As discussed, identifying the hierarchy and functional significance of epitopes involved in human autoimmune diseases is difficult at present. Technical limitations aside, short-term co-stimulatory blockade (CD28 or CD154) in animal models has been shown to affect long-term antigen-specific regulation of responses to spread epitopes. It is also important to note that epitope spreading during magnification of immune responses is not always pathological, but can be beneficial. For example, the use of peptide vaccines for tumour or microbial vaccination may be more efficient than once thought, given that responses to the initial peptide may be followed by responses to additional tumour or microbial peptides via epitope spreading, enhancing the efficacy of protection or therapy. Reagents like anti-CTLA-4, which lower the threshold of T-cell activation and enhance the magnification of T-cell responses, thereby accelerating epitope spreading, may improve the efficacy of tumour or microbial peptide vaccines15,82,83.

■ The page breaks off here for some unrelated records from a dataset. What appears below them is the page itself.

PR #3153, opened 2024-05-24
feat(FN-2588): search reports by year results tfm

francescastocco:
## Introduction :pencil2:
When a user searches for utilisation reports by bank and year we need to display tthe results

- new route in dtfs-central-api to get utilisation reports by bank ID and year
- new function in the bank repo to get bank by ID
- common validation for year
- new route in tfm-api to get utilisation reports by bank ID and year
- use govuk table component to display results

- add prettier ignore path all `prettier:fix` commands in the `package.json` files


trade-finance-manager-ui/templates/utilisation-reports/_macros/search-reports-table.njk
```diff
@@ -0,0 +1,52 @@
...
+    {{- reportRows.push([
+      {html: reportPeriodHtml }, 
+      {text: reconciliationStatus.render({
+        status: report.status,
+        displayStatus: report.displayStatus
+      }) }, 
+      {text: report.formattedDateUploaded},
+      {text: report.totalFeesReported},
+      {text: report.reportedFeesLeftToReconcile}
+    ]) | reject() }}
```
francescastocco, line 26: This `| reject()` feels a bit of a hacky way to not display the output of the `push()` method but couldn't get it to work without it, any suggestions welcome

trade-finance-manager-ui/templates/utilisation-reports/_macros/search-reports-table.njk
```diff
@@ -0,0 +1,52 @@
...
+  {% set user = params.user %}
+  {% set reports = params.reports %}
+  {% set isTfmPaymentReconciliationFeatureFlagEnabled = params.isTfmPaymentReconciliationFeatureFlagEnabled %}
+  {% set reportRows = [] %}
+
+  {% for report in reports %}
+    {% set reportPeriodHtml =
+      '<p class="govuk-body govuk-!-margin-0">' + report.formattedReportPeriod + '</p>' 
+      if not isTfmPaymentReconciliationFeatureFlagEnabled 
+      else '<a class="govuk-link govuk-link--no-visited-state" href="/utilisation-reports/' + report.reportId + '">' + report.formattedReportPeriod + '</a>'
```
francescastocco, line 14: Not keen on this syntax for concatenating strings, is there a better way to do it?

trade-finance-manager-ui/server/controllers/utilisation-reports/find-reports-by-year/index.ts
```diff
@@ -70,7 +71,18 @@ export const getFindReportsByYear = async (req: Request, res: Response) => {
       });
     }
 
-    return renderPreviousBankReportsByYear(res, { user });
+    const { bankName, year, reports } = await api.getReportsByBankAndYear(userToken, bankIdQuery!, yearQuery!);
```
francescastocco, line 74: I'm not sure about using the non-null assertion operator here, thoughts on alternatives?

trade-finance-manager-ui/server/api.js
```diff
@@ -895,6 +896,29 @@ const getAllBanks = async (userToken) => {
...
+    isValidBankId(bankId);
+    assertValidIsoYear(year);
+
+    const { data } = await axios.get(`${TFM_API_URL}/v1/utilisation-reports/${bankId}/${year}`, {
+      headers: generateHeaders(userToken),
+    });
+
+    return data;
+  } catch (error) {
+    console.error('Failed to get previous utilisation reports', error);
```
francescastocco, line 917: Need to update this error text

trade-finance-manager-ui/component-tests/utilisation-reports/_macros/search-reports-table.component-test.js
```diff
@@ -0,0 +1,83 @@
...
+  });
+
+  it('should render the table data with links to the utilisation report reconciliation for bank page when the feature is enabled', async () => {
+    const wrapper = await getWrapper({ isTfmPaymentReconciliationFeatureFlagEnabled: true });
+    const { reports } = wrapper.params;
+
+    reports.forEach((report) => {
+      wrapper.expectElement(`td:contains("${report.formattedReportPeriod}")`).toExist();
+
+      wrapper.expectLink('td > a').toLinkTo(`/utilisation-reports/${report.reportId}`, report.formattedReportPeriod);
```
francescastocco, line 69: This test was failing locally with 
```
Expected: "November 2023"
Received: "November 2023November 2023"
```
but when I printed the html to the console it was like this which is what I was expecting so not sure why this is failing
image

e2e-tests/tfm/cypress/e2e/journeys/utilisation-reports/find-utilisation-reports-by-bank-and-year.spec.js
francescastocco, line 1: Could I pair with someone on this? I've hard-coded the bank IDs in the test which I don't really like and wanted to only insert data against one bank but couldn't figure it out

trade-finance-manager-ui/templates/utilisation-reports/_macros/search-reports-table.njk
RLavender98: In the `dashboard-deals-table.njk` they set a html fragment as follows:
```
{% set linkHtml %}
        <a
          href="{{ url }}{{ deal._id }}"
          class="govuk-link"
          data-cy="deal__link--{{ deal._id }}"
        >
          {{ deal.bankInternalRefName }}
        </a>
      {% endset %}

```
So perhaps could try something along those lines?

trade-finance-manager-ui/server/controllers/utilisation-reports/find-reports-by-year/index.ts
RLavender98: Ahh this is interesting... Perhaps we could have the `validateSearchInput` function return the values once validated as `string`s and use those? That way if ever the validation changes to not check it will cause a type error on this line?

dtfs-central-api/api-tests/v1/utilisation-reports/get-utilisation-reports.api-test.ts
```diff
@@ -185,3 +185,173 @@ describe('GET /v1/bank/:bankId/utilisation-reports', () => {
...
 });
+
+describe('GET /v1/utilisation-reports/:bankId/year', () => {
+  const getUrl = (bankId: string, year: string) => `/v1/utilisation-reports/${bankId}/${year}`;
+
+  const portalUser = {
+    _id: new ObjectId(),
+    firstname: 'Test',
+    surname: 'User',
+  } as PortalUser;
```
RLavender98, line 196: I'm not a fan of `as`ing this, I know we do it in a fair few places but there is a `aPortalUser` test helper already defined which we can call to get a portal user and then just set the relevant fields on if they need to be set to specific values for the tests.

trade-finance-manager-ui/server/controllers/utilisation-reports/helpers/find-reports-by-year-helper.ts
```diff
@@ -0,0 +1,21 @@
...
+import { UtilisationReportReconciliationSummaryItem } from '../../../types/utilisation-reports';
+import { reconciliationStatusCodeToDisplayStatus } from './reconciliation-summary-helper';
+
+type ReportViewModel = UtilisationReportReconciliationSummaryItem & {
+  formattedReportPeriod: string;
+  displayStatus: string;
+  formattedDateUploaded?: string;
+};
+
+export const getReportViewModel = (apiItem: UtilisationReportReconciliationSummaryItem): ReportViewModel => {
```
RLavender98, line 12: I feel like the name of this method and the type it returns is a little vague, we display reports in different ways in different granularities so if we could make this more specific that would be better.

I'm also not very clear on how this is lining up correctly with the 'UtilisationReportsByBankAndYearViewModel' type?

trade-finance-manager-ui/server/controllers/utilisation-reports/find-reports-by-year/index.test.ts
```diff
@@ -262,12 +262,16 @@ describe('controllers/utilisation-reports/find-reports-by-year', () => {
...
 
       // Act
       await getFindReportsByYear(req, res);
 
       // Assert
-      expect(res._getRenderView()).toEqual('utilisation-reports/previous-bank-reports-by-year.njk');
+      expect(res._getRenderView()).toEqual('utilisation-reports/utilisation-reports-by-bank-and-year-results.njk');
+      expect((res._getRenderData() as UtilisationReportsByBankAndYearViewModel)?.bankName).toBe(BANK_NAME_ONE);
+      expect((res._getRenderData() as UtilisationReportsByBankAndYearViewModel)?.year).toBe(yearQuery);
+      expect((res._getRenderData() as UtilisationReportsByBankAndYearViewModel)?.reports).toStrictEqual([]);
```
RLavender98, line 274: I do think it would be good to check that if reports are returned they get mapped over correctly if it isn't too much of a faff to do so

dtfs-central-api/src/v1/routes/utilisation-reports-routes.js
```diff
@@ -169,4 +170,35 @@ utilisationReportsRouter
...
+ *               items:
+ *                 $ref: '#/definitions/UtilisationReportReportReconciliationSummaryItem'
+ *       400:
+ *         description: Bad request
+ *       500:
+ *         description: Internal Server Error
+ */
+utilisationReportsRouter
+  .route('/:bankId/:year')
+  .get(validation.bankIdValidation, validation.yearValidation('year'), handleExpressValidatorResult, getUtilisationReportsByBankIdAndYear);
```
RLavender98, line 202: In a similar vein of thought to the comment on the path, I think it would be good if the controller name indicated that we are returning reconciliation summaries rather than just reports as I made false assumptions on my first reading that it was returning full utilisation report objects.

RLavender98 (commented):
Looks good! Mostly just a couple of comments around clarity of naming 😄

trade-finance-manager-ui/templates/utilisation-reports/_macros/search-reports-table.njk
francescastocco: Oooh yes, this is what I was looking for

trade-finance-manager-ui/templates/utilisation-reports/_macros/search-reports-table.njk
francescastocco: This was where I got the ` | reject()` from, just missed this example somehow

dtfs-central-api/src/v1/routes/utilisation-reports-routes.js
```diff
@@ -169,4 +170,35 @@ utilisationReportsRouter
...
+ *               type: array
+ *               items:
+ *                 $ref: '#/definitions/UtilisationReportReportReconciliationSummaryItem'
+ *       400:
+ *         description: Bad request
+ *       500:
+ *         description: Internal Server Error
+ */
+utilisationReportsRouter
+  .route('/:bankId/:year')
```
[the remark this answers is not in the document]
francescastocco: Yep, this makes sense & is a good point, I hadn't given much thought to the path

trade-finance-manager-ui/server/controllers/utilisation-reports/helpers/find-reports-by-year-helper.ts
francescastocco: Oh yes good point, I've updated them

dtfs-central-api/src/v1/routes/utilisation-reports-routes.js
francescastocco: Moving to `bank-routes`

RLavender98 (commented):
Looks good, just two very minor comments!

dtfs-central-api/src/v1/controllers/utilisation-report-service/get-utilisation-reports.controller/index.ts
```diff
@@ -4,9 +4,9 @@ import { CustomExpressRequest } from '../../../../types/custom-express-request';
 import { UtilisationReportRepo } from '../../../../repositories/utilisation-reports-repo';
 import { parseReportPeriod } from '../../../../utils/report-period';
 import { mapUtilisationReportEntityToGetUtilisationReportResponse } from '../../../../mapping/mapUtilisationReport';
-import { mapReportToSummaryItem } from '../helper';
-import { getBankById } from '../../../../repositories/banks-repo';
-import { NotFoundError } from '../../../../errors';
+// import { mapReportToSummaryItem } from '../helper';
+// import { getBankById } from '../../../../repositories/banks-repo';
+// import { NotFoundError } from '../../../../errors';
```
RLavender98, line 9: Seems to be some commented code left in by accident

RLavender98 (approved):

PR #3158, opened 2024-05-28
feat(FN-2882): update premium payments table alignment

JoshBinns2000:
## Introduction :pencil2:
We want to update the alignment on columns in the premium payments table which contain numeric values.

- Updates the template to use the `govuk-table__header--numeric` and `govuk-table__cell--numeric` classes
- Updates the component tests to check these classes are used where they are needed


francescastocco (approved):
LGTM

PR #3159, opened 2024-05-29
feat(FN-2900): update local SQL to use ledger tables

JoshBinns2000:
## Introduction :pencil2:
The database we use in deployed environments uses ledger tables, but our local setup does not. This means that it is possible for migrations to work locally and on the test pipeline, but fail once deployed. To get around this, we want to update the initial migration to create all tables with ledger enabled. This results in the original `db:drop-all` command we have to fail as we cannot drop tables in the same way, so we also need to update this command to properly reset the database.

- Updates the initial migration without changing the filename*
- Adds a new `reset-database.sh` script to `libs/common/src/sql-db-connection`

*we don't need to run this migration as a new migration in deployed environments, so there is no need to generate a new migration for it


ChristianMcc (approved):
Nice one :)

PR #4116, opened 2025-01-06
feat(FN-3689): add endpoint for persisting bank correction data

RLavender98:
## Introduction :pencil2:
As the bank user navigates through the provide correction flow we need to store their answers between pages. This is an initial PR for this ticket adding an endpoint to save the transient form data.

- Add new PUT endpoint for saving correction transient form data


libs/common/src/sql-db-connection/migrations/1734616272101-AddFeeRecordCorrectionTransientFormDataTable.ts
```diff
@@ -0,0 +1,26 @@
...
+export class AddFeeRecordCorrectionTransientFormDataTable1734616272101 implements MigrationInterface {
+  name = 'AddFeeRecordCorrectionTransientFormDataTable1734616272101';
+
+  public async up(queryRunner: QueryRunner): Promise<void> {
+    await queryRunner.query(`
+            CREATE TABLE "FeeRecordCorrectionTransientFormData" (
+                "userId" nvarchar(255) NOT NULL,
+                "correctionId" int NOT NULL,
+                "formDataSerialized" nvarchar(1000) NOT NULL,
+                "lastUpdatedAt" datetime2 NOT NULL CONSTRAINT "DF_6bf1a666c5c54f26a80a93cb477" DEFAULT getdate(),
```
RLavender98, line 12: @ChristianMcc these not null constraints were generated with the same name used on the request transient form data table, I assume since they are generated using table name and column name at the time of generation. I simply replaced the random looking part with the starts of new guids, this works locally and I think is fine, but since we are determining this ourselves we could also go for more descriptive names. Just wanted to flag in case you think there could be any issues with this?

sw-mattw (approved):

dtfs-central-api/src/v1/controllers/utilisation-report-service/fee-record-correction/put-fee-record-correction-transient-form-data.controller/index.test.ts
```diff
@@ -0,0 +1,172 @@
...
+    it('should call the correction repo to fetch the correction with the correct parameters', async () => {
+      // Arrange
+      mockFindCorrection.mockResolvedValue(new FeeRecordCorrectionEntityMockBuilder().build());
+
+      // Act
+      await putFeeRecordCorrectionTransientFormData(req, res);
+
+      // Assert
+      expect(mockFindCorrection).toHaveBeenCalledWith(correctionId, bankId);
+    });
```
Zainzzkk, line 106: these can be combined if you want

dtfs-central-api/src/v1/controllers/utilisation-report-service/fee-record-correction/put-fee-record-correction-transient-form-data.controller/index.ts
```diff
@@ -0,0 +1,66 @@
...
+    const userId = user.id;
+
+    const correction = await FeeRecordCorrectionRepo.findByIdAndBankId(correctionId, bankId);
+
+    if (!correction) {
+      throw new NotFoundError(`Failed to find a correction with id '${correctionId}' for bank id '${bankId}'`);
+    }
+
+    // TODO: FN-3688 - validate the form data has the fields expected for the given reasons
+    const validatedFormData = formData as unknown as RecordCorrectionTransientFormData;
```
Zainzzkk, line 43: can this line be removed but keep the todo comment.  Should not be adding unknown and this line will be added soon anyways.  same with any other unknowns in this PR

dtfs-central-api/src/v1/controllers/utilisation-report-service/fee-record-correction/put-fee-record-correction-transient-form-data.controller/index.ts
```diff
@@ -0,0 +1,66 @@
...
+        userId,
+      },
+    });
+
+    await FeeRecordCorrectionTransientFormDataRepo.save(newTransientFormData);
+
+    return res.sendStatus(HttpStatusCode.Ok);
+  } catch (error) {
+    const errorMessage = `Failed to put fee record correction transient form data`;
+    console.error(errorMessage, error);
```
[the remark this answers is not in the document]
Zainzzkk: keeps it aligned with the rest of DTFS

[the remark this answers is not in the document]
Zainzzkk: sorry actually console.error('%s %o', errorMessage, error); since errorMessage is being used again

libs/common/src/sql-db-connection/migrations/1734616272101-AddFeeRecordCorrectionTransientFormDataTable.ts
```diff
@@ -0,0 +1,26 @@
+import { MigrationInterface, QueryRunner } from 'typeorm';
+
+export class AddFeeRecordCorrectionTransientFormDataTable1734616272101 implements MigrationInterface {
```
Zainzzkk, line 3: could we leave the number out of the class?

libs/common/src/sql-db-connection/migrations/1734616272101-AddFeeRecordCorrectionTransientFormDataTable.ts
Zainzzkk, line 12: could hardcoding the id not cause issues later on if the id changes for any reason? or if duplicated.  Ignore me if not an issue

ChristianMcc: Hey, yeah a while ago we did think about naming these as they are just generated guids to be unique in name. I think naming them is a good idea and no issue with it - would recommend keeping the same identifier at the start though (e.g. a default keeping DF or unique constraint keeping UQ etc.)

dtfs-central-api/src/v1/controllers/utilisation-report-service/fee-record-correction/put-fee-record-correction-transient-form-data.controller/index.ts
RLavender98: Without this line I get a ts error and this PR would not be mergable because actually in here we need a function that parses the data. This is fine to merge because this endpoint isn't being called anywhere so no data will get created on a deployed env even on dev where the feature flag is on until the work is done to replace this type assertion with a parsing function

dtfs-central-api/src/v1/controllers/utilisation-report-service/fee-record-correction/put-fee-record-correction-transient-form-data.controller/index.ts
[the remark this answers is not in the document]
RLavender98: I'll raise a ticket!

libs/common/src/sql-db-connection/migrations/1734616272101-AddFeeRecordCorrectionTransientFormDataTable.ts
RLavender98: This is automatically generated by typeorm and matches the number in the file name. I don't think we should change this.

libs/common/src/sql-db-connection/migrations/1734616272101-AddFeeRecordCorrectionTransientFormDataTable.ts
RLavender98: I don't think it does cause issues, I tagged Christian to double check and he has confirmed this is something we are fine to set ourselves, it's just a name for the constraint

PR #4117, opened 2025-01-07
feat(DTFS2-7735): refactor Facility End Date validation

MarRobSoftwire:
## Introduction :pencil2:
The new amendments page should use the commonised date validation in libs/common. It makes sense to revisit the Facility End Date and Bank Review Date validation & commonise this too

- Update Faciltity End Date and Bank Review Date validation in gef-ui to use comonised date validation
- Add new `mapValidationError` function to handle converting tfm template errors to gef-ui template error
- Add `TfmValidationError` to distinguish from gef-ui validation error
- Update `applyStandardValidationAndParseDateInput` to handle undefined values 
- Delete obsolete `validateAndParseDayMonthYear` function from gef-ui

- Update about facility validation to use commonised date validation & mapping
- Update tests to reflect new validation errors


e2e-tests/gef/cypress/e2e/facility/pre-submission/about-facility.spec.js
```diff
@@ -114,19 +114,19 @@ context('About Facility Page  - feature flag enabled', () => {
       cy.completeDateFormFields({ idPrefix: 'cover-end-date', day: `${today.dayLong}-`, month: today.monthLong, year: today.year });
 
       cy.clickContinueButton();
-      errorSummary().contains('The day for the cover start date must include 1 or 2 numbers');
-      errorSummary().contains('The day for the cover end date must include 1 or 2 numbers');
-      aboutFacility.coverStartDateError().contains('The day for the cover start date must include 1 or 2 numbers');
-      aboutFacility.coverEndDateError().contains('The day for the cover end date must include 1 or 2 numbers');
+      errorSummary().contains('Cover start date must be a real date');
```
MarRobSoftwire, line 117: These error messages (and throughout the PR) been replaced with the standard ones generated by `applyStandardValidationAndParseDateInput` - these are based on Beths work looking at the [govuk date validation guidance](https://design-system.service.gov.uk/components/date-input/)

gef-ui/server/controllers/about-facility/validation.js
```diff
@@ -70,56 +69,68 @@ const validateAboutFacility = ({
...
-      if (coverEndDateFormattingErrors) {
-        aboutFacilityErrors.push(...coverEndDateFormattingErrors);
+      if (coverEndDateFormattingError) {
+        coverEndDateValid = false;
+
+        aboutFacilityErrors.push({
+          errRef: coverEndDateErrRef,
+          errMsg: coverEndDateFormattingError.message,
+          subFieldErrorRefs: coverEndDateFormattingError.fieldRefs,
+        });
```
MarRobSoftwire, line 133: Add helper to map this

gef-ui/server/utils/map-validation-error.test.ts
```diff
@@ -0,0 +1,26 @@
+import { GenericValidationError } from '@ukef/dtfs2-common';
+import { ValidationError } from '../types/validation-error';
+import { mapValidationError } from './map-validation-error';
+
+describe('mapValidationError', () => {
+  it('should map the validation error', () => {
+    // Arrange
+    const tfmValidationError: GenericValidationError = {
```
BethThomas141, line 8: think the `tfmValidationError` needs updating here

gef-ui/server/utils/map-validation-error.ts
```diff
@@ -0,0 +1,16 @@
+import { GenericValidationError } from '@ukef/dtfs2-common';
+import { ValidationError } from '../types/validation-error';
+
+/**
+ * The commonised validation `applyStandardValidationAndParseDateInput` returns a `GenericValidationError` object but
+ * in gef-ui a different type `ValidationError` is used. This function maps the `GenericValidationError` to a `ValidationError`.
+ * @param validationError - a tfm validation error
```
BethThomas141, line 7: Also remove the `tfm` here

libs/common/src/types/tfm/validation-error.ts
```diff
@@ -0,0 +1,9 @@
+/**
+ * This validation error is used in trade-finance-manager-ui but can be mapped for
```
BethThomas141, line 2: I guess another option here is for this to not live in the `tfm` subfolder and have a comment like

>  This validation error is returned by common validation functions such as the date validation. trade-finance-manager-ui also uses this type within the service, for other services this type can be mapped to the desired validation error structure

I think I'd prefer it like that, but it doesn't matter too much so happy to leave as is as well

gef-ui/server/utils/map-validation-error.test.ts
```diff
@@ -0,0 +1,26 @@
+import { GenericValidationError } from '@ukef/dtfs2-common';
+import { ValidationError } from '../types/validation-error';
+import { mapValidationError } from './map-validation-error';
+
+describe('mapValidationError', () => {
+  it('should map the validation error', () => {
```
abhi-markan, line 6: Can you please add an assertion where `errCode` is also returned from type `ValidationError`.

libs/common/src/helpers/date-validation.ts
```diff
@@ -184,7 +178,7 @@ export const applyStandardValidationAndParseDateInput = (inputtedDate: DayMonthY
     year: `${valueRef}-year`,
   };
 
-  const trimmedInputtedDate = { day: inputtedDate.day.trim(), month: inputtedDate.month.trim(), year: inputtedDate.year.trim() };
+  const trimmedInputtedDate = { day: inputtedDate.day?.trim() || '', month: inputtedDate.month?.trim() || '', year: inputtedDate.year?.trim() || '' };
```
abhi-markan, line 181: Can we perform conditional check in a variable and pass just the variable.

```ts
const day = inputtedDate.day?.trim() || '';
const trimmedInputtedDate = {day...);
```

abhi-markan (changes requested):
Nice work, minor comments please.

gef-ui/server/utils/map-validation-error.test.ts
MarRobSoftwire: `GenericValidationError` doesn't contain an errCode so I dont think its possible to test this

libs/common/src/types/tfm/validation-error.ts
MarRobSoftwire: Good shout, updated

BethThomas141 (approved):
LGTM🚀

abhi-markan (approved):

As described in this review, attempts to manipulate the pro-inflammatory/anti-inflammatory balance of the immune system can lead to unexpected consequences. Although the studies discussed here indicate that there are multiple possible therapeutic avenues to explore, a much greater understanding of the regulation of the immune system is required before effective and safe therapies can be applied to human disease.